Due to the current uncertainty of realizing the benefits of the tax NOL carry-forward, a valuation allowance equal to the tax benefits for the deferred taxes has been established. The full realization of the tax benefit associated with the carry-forward depends predominately upon our ability to generate taxable income during future periods, which is not assured.
Indemnification of Directors and Officers
Subject to and subsequent to an appointment or election as an officer or director, we provide contractually indemnification.
We agree to indemnify the positions of directors and officers as follows: A director or officer shall not be liable for any claim or demand on account of damages in any manner. We agree to indemnify and hold directors or officers, without limitation, harmless from any and all damages, losses (which shall include any diminution in value), shortages, liabilities (joint or several), payments, obligations, penalties, claims, litigation, demands, defenses, judgments, suits, proceedings, costs, disbursements or expenses of any kind or nature whatsoever, specifically including without limitation, fees, disbursements and expenses of attorneys, accountants and other professional advisors and of expert witnesses and cost of investigation and preparation.

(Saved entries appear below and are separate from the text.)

PR #8360, opened 2020-07-20
Fix hash generation for pipeline config export #000

maheshp:
* ConfigRepoPlugin#etagForExport relied on Objects.hash to generate
  hash for a pipelineconfig and plugin. It was observered, a change
  in material for a  pipeline did not generate a new hash and hence
  PipelineExport and PipelineAsCode preview endpoints relied on a invalid etag 
  returned stale responses.
* EntityHashingService generates hash for a PipelineConfig for a given
  plugin.


maheshp:
Verified On GoCD Version: 20.6.0 (11995-0500dc2e9647d2ccffb976c3d9228bad7426fdbd). using GoCD YAML plugin export.

PR #781, opened 2024-01-02
Dev mvvm primary chat

ParimSsme:


app-react/src/jsMain/kotlin/com/ustadmobile/mui/components/Sidebar.kt
```diff
@@ -31,6 +33,7 @@ data class RootScreen(
 val ROOT_SCREENS = listOf(
     RootScreen(ClazzListViewModel.DEST_NAME_HOME, MR.strings.courses, School),
```
mikedawson: When importing material icons on React, we should use something like:

```
import mui.icons.material.School as SchoolIcon
```

Because if Android Studio automatically converts this to import mui.icons.material.* it will make Android Studio run extremely slow or crash.

I think this was missed before on this file. Can you please update the import and use of Icons on this file accordingly?

app-react/src/jsMain/kotlin/com/ustadmobile/view/message/conversationlist/ConversationListScreen.kt
```diff
@@ -0,0 +1,170 @@
...
+
+    ListItem {
+        ListItemButton{
+            onClick = {
+                props.message?.also { props.onListItemClick(it) }
+            }
+
+            ListItemIcon {
+                UstadPersonAvatar {
+                    personUid = props.message?.otherPerson?.personUid ?: 0
```
mikedawson: UstadPersonAvatar actually doesn't need personUid anymore. You need to pass the personName and pictureUri.

app-react/src/jsMain/kotlin/com/ustadmobile/view/message/messagelist/MessageListScreen.kt
```diff
@@ -0,0 +1,181 @@
...
+                backgroundColor = theme.palette.primary.light
+                color = theme.palette.primary.contrastText
+                padding = 10.px
+                margin = 5.px
+                borderTopLeftRadius = 48.px
+                borderTopRightRadius = 48.px
+                borderBottomLeftRadius = if (isFromMe) 48.px else 0.px
+                borderBottomRightRadius = if (isFromMe) 0.px else 48.px
+            }
+            + UstadLinkify.create {
```
mikedawson: In react we have two ways of adding components: passing a ReactNode object and invoking the component function. For example on label we have something like:

```
TextField {
    label = ReactNode("label text")
}
```

If we don't want to use plain text, then a React Node object can be created using .create e.g. 
```
TextField {
   label = Typography.create {
       ...
   }
}
```

Inside another node ("ChildrenBuilder" scope), then :

```
+ ComponentType.create { 
   propName = "value"
} 
```
Is the same as 
```
ComponentType {
    propName = "value"
} 
```

So when adding a component to another component that supports children, we would normally not use + ComponentType.create { }, use use ComponentType { .. }

core/src/commonMain/kotlin/com/ustadmobile/core/viewmodel/message/conversationlist/ConversationListViewModel.kt
```diff
@@ -1,13 +1,101 @@
...
+                    text = systemImpl.getString(MR.strings.message),
+                    icon = FabUiState.FabIcon.ADD,
+                    onClick = this@ConversationListViewModel::onClickAdd
+                )
+            )
+        }
+    }
+
+    override fun onUpdateSearchResult(searchText: String) {
+        TODO("Not yet implemented")
```
mikedawson: This should be implemented as per other screens so that the user can search by the name of the person they are looking for. You can use the LIKE clause in the SQL query. 

e.g. 
```
WHERE searchQuery = '' OR ((Person.firstNames | ' ' | Person.lastName) LIKE searchQuery)
```

mikedawson:
Closing as chat has been merged via another pull request

PR #839, opened 2024-02-13
Added content move test

poojaustad:
User able to move a content to new folder


test-end-to-end/webapp-cypress/cypress/e2e/001_003_move_content.cy.js
```diff
@@ -0,0 +1,51 @@
...
+})
+
+it('Admin user move content to folder', () => {
+ // Admin user login
+  cy.ustadClearDbAndLogin('admin','testpass',{timeout:8000})
+ // Add H5p File
+  cy.ustadAddContentToLibrary('../test-files/content/H5p_Content.h5p','Content_001')
+  cy.contains('Content_001').click()
+  cy.contains('OPEN').click({force: true})
+  cy.get('#appbar_title').should('be.visible').invoke('text').should('eq', 'Content_001');
```
mikedawson: Wouldn't ```cy.contains("#appbar_title", "Content_001").should("be.visible")``` work here?

test-end-to-end/webapp-cypress/cypress/e2e/001_003_move_content.cy.js
```diff
@@ -0,0 +1,51 @@
...
+    cy.ustadStartTestServer()
+})
+
+it('Admin user move content to folder', () => {
+ // Admin user login
+  cy.ustadClearDbAndLogin('admin','testpass',{timeout:8000})
+ // Add H5p File
+  cy.ustadAddContentToLibrary('../test-files/content/H5p_Content.h5p','Content_001')
+  cy.contains('Content_001').click()
+  cy.contains('OPEN').click({force: true})
```
mikedawson: Why do we need force here? We shouldn't need it and normally shouldn't use it. If the button is disabled by the UI or not visible... it should wait for the timeout.

test-end-to-end/webapp-cypress/cypress/support/commands.js
```diff
@@ -59,7 +59,15 @@ Cypress.Commands.add('ustadAddContentToLibrary',(contentPath,contentName) => {
   cy.get('input[id="content_title"]').click()
   cy.get('input[id="content_title"]').clear().type(contentName,{timeout: 2000})
   cy.get('#actionBarButton').click()
+})
 
+// Add a Folder to Library
+Cypress.Commands.add('ustadAddFolderToLibrary',(folderName) => {
```
mikedawson, line 65: I would suggest you remove cy.contains("Library") from the command. This makes it impossible to use the command to create a subfolder.

The cy.contains("Library") click can be done in the test itself.

test-end-to-end/webapp-cypress/cypress/e2e/001_003_move_content.cy.js
```diff
@@ -0,0 +1,51 @@
...
+  .its('0.contentDocument')
+  .its('body')
+  .find(".h5p-question-check-answer.h5p-joubelui-button").click()
+  cy.go('back')
+ // Add new folder in library
+  cy.ustadAddFolderToLibrary('Test folder')
+ // Move content to new folder
+  cy.contains("Library").click()
+  cy.contains('Content_001').rightclick()
+  cy.contains("Move to",{timeout:3000}).click()
```
mikedawson: why do we need this timeout? Isn't the default timeout 4 seconds? Why make it one second lower? We should avoid using extra arguments when they are not required and the defaults work fine.

mikedawson (approved):

PR #851, opened 2024-02-26
Primary test maestro library 001

poojaustad:
Adding  content to Library - android  app


test-end-to-end/android-maestro/common/add_content.yaml
mikedawson, line 1: This is really clear_login_and_add_content (not only add_content) -  flow name should reflect it.

test-end-to-end/android-maestro/common/login_download_and_open_content.yaml
mikedawson, line 1: This flow attempt to play video content if that is available. I think that shouldn't be part of this flow. If the flow is login download and open, then that's what this flow should do. trying to select the play button should be part of the flow for video content.

test-end-to-end/android-maestro/e2e-tests/001_004_admin_can_move_content.yaml
```diff
@@ -0,0 +1,35 @@
...
+- tapOn: "New folder"
+- tapOn: "Title*"
+- inputText: "Test Folder"
+- tapOn: "SAVE"
+- takeScreenshot: "${TESTRESULTSDIR}/screenshots/before_moving_content_to_new_folder"
+- longPressOn:
+    text: "E-book"
+- tapOn: "Move"
+- tapOn: "Folder"
+- tapOn: "Move entries to this folder"
```
mikedawson, line 32: Before tapOn "Move entries to this folder" you need an assertion to check that you are now in the expected folder. 

I think you can use assertVisible on the title id - check that the title has changed to folder. Otherwise we risk the same thing as we had with cypress.

test-end-to-end/android-maestro/e2e-tests/001_004_admin_can_move_content.yaml
```diff
@@ -0,0 +1,35 @@
...
+- takeScreenshot: "${TESTRESULTSDIR}/screenshots/after_moving_content_to_new_folder_test"
+- tapOn: "Folder"
+- assertVisible: "E-book"
```
mikedawson, line 38: Here; again, we should have an assertion that the title has changed to make sure that we are in the expected folder. (e.g. after line 34 tapOn folder.

mikedawson (changes requested):

test-end-to-end/android-maestro/e2e-tests/001_004_admin_can_move_content.yaml
mikedawson: This was added:

assertVisible: "Test Folder"

But this won't have the intended effect. "Test Folder" needs to be in the title. The assert visible needs to include both text and the id of the title (app_title). 

This can pass if the folder hasn't opened yet, because "Test Folder" will still be in the list.

test-end-to-end/android-maestro/common/login_download_and_open_content.yaml
mikedawson: I still see this in login_download_and_open_content.yaml: 

```
- runFlow:
      when:
          visible:
            text: "Play"
      file: play_video_content.yaml
```

mikedawson (approved):

PR #869, opened 2024-04-03
Primary test maestro course blocks test checklist3

poojaustad:
Checklist 2 & 3


test-end-to-end/android-maestro/common/accepting_course_join_request.yaml
```diff
@@ -8,10 +8,8 @@ appId: com.toughra.ustadmobile
 -  tapOn: "Courses"
 - tapOn: ${TESTCOURSENAME}
 - tapOn: "MEMBERS"
+- scroll
```
mikedawson: This needs to be conditional - should use scrolluntil visible. Larger screen might not need scrolling (scroll might fail there)

test-end-to-end/android-maestro/common/add_module_block.yaml
```diff
@@ -6,18 +6,18 @@ appId: com.toughra.ustadmobile
...
-- tapOn: "Don't show before (Optional)"
-- tapOn: "OK"
+- tapOn: "Description"
+- tapOn:
+    id: "com.toughra.ustadmobile:id/editor"
+- inputText: "test block"
+- tapOn: "Done"
 - takeScreenshot: "${TESTRESULTSDIR}/screenshots/added_module_${MODULETITLE}"
-- tapOn: "SAVE"
+- tapOn: "Done"
```
mikedawson, line 26: This looks like tapping "done" twice in a row. We should add an assertion to make sure that the screen has changed (e.g. check the title has changed)

test-end-to-end/android-maestro/common/add_new_content_block_to_course.yaml
```diff
@@ -10,28 +10,23 @@ appId: com.toughra.ustadmobile
...
+- scrollUntilVisible:
+    element:
+      text: "Add block"
+    direction: DOWN
 # add new content block inside course
 - tapOn: "Add block"
 - tapOn: "Content"
-- tapOn: "Add new content"
-- tapOn: "Add file"
+- tapOn: "My content"
```
mikedawson: Do we need to tap "my content here"? Should not be required.

test-end-to-end/android-maestro/e2e-tests/002_004_course_title_is_mandatory.yaml
```diff
@@ -0,0 +1,30 @@
...
+- runFlow: "../common/clear_state_and_get_started.yaml"
+- runFlow: "../common/select_site.yaml"
+- runFlow:
+    file: "../common/user_login.yaml"
+- runFlow:
+    file: "../common/add_course.yaml"
+    env:
+      TESTCOURSENAME: " "
+# assert to make sure the course is not saved because of blank course title
+- assertVisible: "SAVE"
```
mikedawson: Yes the floating action button is not visible when editing, but I think it would be better to use the title for an assertion. Also we should make an assertion that the "required field" message appears.

test-end-to-end/android-maestro/e2e-tests/002_009_people_add_and_remove_profile_pic.yaml
```diff
@@ -0,0 +1,24 @@
...
+      TESTSERIAL: ${TESTSERIAL}
+      TESTNAME: ${TESTNAME}
+
+- runFlow:
+    file: "../common/add_profile_pic.yaml"
+    env:
+      TESTFILENAME: "admin_pic.jpg"
+      CONTROLSERVER: ${CONTROLSERVER}
+      TESTSERIAL: ${TESTSERIAL}
+- tapOn:
```
mikedawson, line 22: This needs an assertion that the picture is visible after being set e.g. open the profile and then make an assertion

mikedawson (approved):

PR #877, opened 2024-04-30
Added ustadTypeAndVerify

poojaustad:


test-end-to-end/webapp-cypress/cypress/e2e/WEB_004_001_assignment_creation_submission_grading.cy.js
```diff
@@ -64,7 +64,8 @@ it('Student submit assignment', () => {
   cy.contains('Assignment 1').click()
   cy.get('#assignment_text').get('div[contenteditable="true"]',{timeout:6000}).should('be.visible')
   cy.get('#assignment_text').click()
-  cy.get('#assignment_text').type("Text 1")
+  cy.get('#assignment_text').type("Text 1",{delay:25})
```
mikedawson: Why do we have type in addition to type and verify? We should use only type and verify here.

mikedawson (approved):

A director or officer will be indemnified from any decision or action taken prior to his or her hire date as
Item 3. Quantitative and Qualitative Disclosures about Market Risk.
Not applicable to smaller reporting companies.
Item 4. Controls and Procedures.
(a)
Evaluation of Disclosure Controls and Procedures.
We maintain disclosure controls and procedures that are designed to ensure that information required to be disclosed in our reports pursuant to the Securities Exchange Act, of 1934, as amended, or the Exchange Act, is recorded, processed, summarized and reported within the time periods specified in the rules and forms, and that such information is accumulated and communicated to us, including our Chief Executive Officer and Principal Accounting Officer, as appropriate, to allow timely decisions regarding required disclosure.
As required by Rules 13a-15(b) of the Exchange Act, an evaluation as of March 31, 2011 was conducted under the supervision and with the participation of our management, including our Chief Executive Officer and Principal Accounting Officer, of the effectiveness of our disclosure controls and procedures, as defined in Rules 13a-15(e) and 15d-15(e) under the Exchange Act. Based upon that evaluation, our Chief Executive Officer and Principal Accounting Officer concluded that our disclosure controls and procedures were effective as of March 31, 2011.
(b)
Changes in Internal Control over Financial Reporting.
There were no changes in our internal control over financial reporting that occurred during the three months ended March 31, 2011 that have materially affected, or are reasonably likely to materially affect, our internal control over financial reporting.
.
Part II - OTHER INFORMATION
Item 1. Legal Proceedings
We, through our former wholly owned subsidiary, Autocorp Financial Services, Inc. (“ACFS”) had entered into an auto loan servicing agreement dated January 7, 2003. ACFS and HPCU have disputes over collection of certain auto finance receivables and general performance under the servicing agreement. During 2008, HPCU and the Company entered into a $41,000 settlement agreement. Under the terms of this agreement, we were to pay $5,000 upon signing of the document and make monthly payments of $1,000 through February 2009. A balloon payment of $24,000 was due on March 1, 2009. This settlement is secured by a $41,000 judgment. As of March 31, 2011 payments totaling $9,000 have been made under this settlement agreement.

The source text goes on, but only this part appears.